PR #1104, opened 2025-05-15
ao/co: fix an issue with COPY zero-column CO table

lss602726449:
The issue is that if the CO table once had column (and data), but later all columns are dropped, then COPY this table would hang:

```
create table co(a int) using ao_column;
insert into co select * from generate_series(1,10);
alter table co drop column a;

copy co to stdout; -- this hangs forever
```

The is because aocs_getnext is not handling this case well: it would open the segment files but skip the actually scanning (because no projected columns), write no tupleslot values, and finally return TRUE which doesn't make any sense as it did not read any tuple. So a loop to get next tuple would loop forever. If we return FALSE here, we would stop the loop early.

Note that, however, this does not make COPY's behavior for CO to be the same as heap or AO, where we would still copy out the same number of rows as in the table, just no data in the row. In order to get it right, we can make a targeted change to COPY TO so it leave the decision to the CO AM layer regarding which column to project, which is also more consistent with SELECT *.

The change to aocs_getnext() would serve as just defensive checks.

Also fixed an issue with aoco_beginscan_extractcolumns() where we shouldn't write proj[0] if natts==0, otherwise would overwrite invalid memory:
```
postgres=# create table co() using ao_column;
CREATE TABLE
postgres=# select * from co;
WARNING:  detected write past chunk end in ExecutorState 0x55f234ea87c8  (seg1 slice1 127.0.1.1:7003 pid=10726)
WARNING:  detected write past chunk end in ExecutorState 0x555b0a692708  (seg2 slice1 127.0.1.1:7004 pid=10727)
WARNING:  detected write past chunk end in ExecutorState 0x562e118bf768  (seg0 slice1 127.0.1.1:7002 pid=10725)
--
(0 rows)
```

Reviewed-by: Kevin Yeap <kyeap@vmware.com>

Fixes #ISSUE_Number

### Type of Change
- [ ] Documentation update

### Test Plan

### Impact

**Performance:**

**User-facing changes:**

**Dependencies:**

### Checklist

### CI Skip Instructions

---

### DIFF
--- a/src/test/regress/output/aocs.source
+++ b/src/test/regress/output/aocs.source
@@ -1403,3 +1403,22 @@ SELECT * FROM shorten_udt;
  (1,foo)
 (1 row)
 
+-- Test zero-column table
+create table t1()using ao_column;
+create index on t1 using btree ((1));
+insert into t1 default values;
+select * from t1;
+--
+(0 rows)
+
+delete from t1;
+select * from t1;
+--
+(0 rows)
+
+insert into t1 default values;
+select * from t1;
+--
+(0 rows)
+
+drop table t1;
--- a/src/backend/access/aocs/aocsam.c
+++ b/src/backend/access/aocs/aocsam.c
@@ -709,6 +709,13 @@ ReadNext:
 		/* If necessary, open next seg */
 		if (scan->cur_seg < 0 || err < 0)
 		{
+			/*
+			 * Bail out early if we do not have any column in the projection.
+			 * Placing here in order to have less impact on the hot path. 
+			 */
+			if (scan->columnScanInfo.num_proj_atts == 0)
+				return false;
+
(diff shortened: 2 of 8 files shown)


src/test/regress/output/aocs.source
```diff
@@ -1403,3 +1403,22 @@ SELECT * FROM shorten_udt;
  (1,foo)
 (1 row)
 
+-- Test zero-column table
+create table t1()using ao_column;
+create index on t1 using btree ((1));
+insert into t1 default values;
+select * from t1;
+--
+(0 rows)
```
gfphoenix78, line 1412: The test case is wrong.

gfphoenix78:
The PR still has some basic problems. I'll close this PR. Fill free to reopen it when the PR has fixed the test cases.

▶ _HOW TO COMPLETE THIS TASK_: Transcribe the material above in full, keeping each word unchanged.

▶ _SOLUTION_:
PR #1104, opened 2025-05-15
ao/co: fix an issue with COPY zero-column CO table

lss602726449:
The issue is that if the CO table once had column (and data), but later all columns are dropped, then COPY this table would hang:

```
create table co(a int) using ao_column;
insert into co select * from generate_series(1,10);
alter table co drop column a;

copy co to stdout; -- this hangs forever
```

The is because aocs_getnext is not handling this case well: it would open the segment files but skip the actually scanning (because no projected columns), write no tupleslot values, and finally return TRUE which doesn't make any sense as it did not read any tuple. So a loop to get next tuple would loop forever. If we return FALSE here, we would stop the loop early.

Note that, however, this does not make COPY's behavior for CO to be the same as heap or AO, where we would still copy out the same number of rows as in the table, just no data in the row. In order to get it right, we can make a targeted change to COPY TO so it leave the decision to the CO AM layer regarding which column to project, which is also more consistent with SELECT *.

The change to aocs_getnext() would serve as just defensive checks.

Also fixed an issue with aoco_beginscan_extractcolumns() where we shouldn't write proj[0] if natts==0, otherwise would overwrite invalid memory:
```
postgres=# create table co() using ao_column;
CREATE TABLE
postgres=# select * from co;
WARNING:  detected write past chunk end in ExecutorState 0x55f234ea87c8  (seg1 slice1 127.0.1.1:7003 pid=10726)
WARNING:  detected write past chunk end in ExecutorState 0x555b0a692708  (seg2 slice1 127.0.1.1:7004 pid=10727)
WARNING:  detected write past chunk end in ExecutorState 0x562e118bf768  (seg0 slice1 127.0.1.1:7002 pid=10725)
--
(0 rows)
```

Reviewed-by: Kevin Yeap <kyeap@vmware.com>

Fixes #ISSUE_Number

### Type of Change
- [ ] Documentation update

### Test Plan

### Impact

**Performance:**

**User-facing changes:**

**Dependencies:**

### Checklist

### CI Skip Instructions

---

### DIFF
--- a/src/test/regress/output/aocs.source
+++ b/src/test/regress/output/aocs.source
@@ -1403,3 +1403,22 @@ SELECT * FROM shorten_udt;
  (1,foo)
 (1 row)
 
+-- Test zero-column table
+create table t1()using ao_column;
+create index on t1 using btree ((1));
+insert into t1 default values;
+select * from t1;
+--
+(0 rows)
+
+delete from t1;
+select * from t1;
+--
+(0 rows)
+
+insert into t1 default values;
+select * from t1;
+--
+(0 rows)
+
+drop table t1;
--- a/src/backend/access/aocs/aocsam.c
+++ b/src/backend/access/aocs/aocsam.c
@@ -709,6 +709,13 @@ ReadNext:
 		/* If necessary, open next seg */
 		if (scan->cur_seg < 0 || err < 0)
 		{
+			/*
+			 * Bail out early if we do not have any column in the projection.
+			 * Placing here in order to have less impact on the hot path. 
+			 */
+			if (scan->columnScanInfo.num_proj_atts == 0)
+				return false;
+
(diff shortened: 2 of 8 files shown)


src/test/regress/output/aocs.source
```diff
@@ -1403,3 +1403,22 @@ SELECT * FROM shorten_udt;
  (1,foo)
 (1 row)
 
+-- Test zero-column table
+create table t1()using ao_column;
+create index on t1 using btree ((1));
+insert into t1 default values;
+select * from t1;
+--
+(0 rows)
```
gfphoenix78, line 1412: The test case is wrong.

gfphoenix78:
The PR still has some basic problems. I'll close this PR. Fill free to reopen it when the PR has fixed the test cases.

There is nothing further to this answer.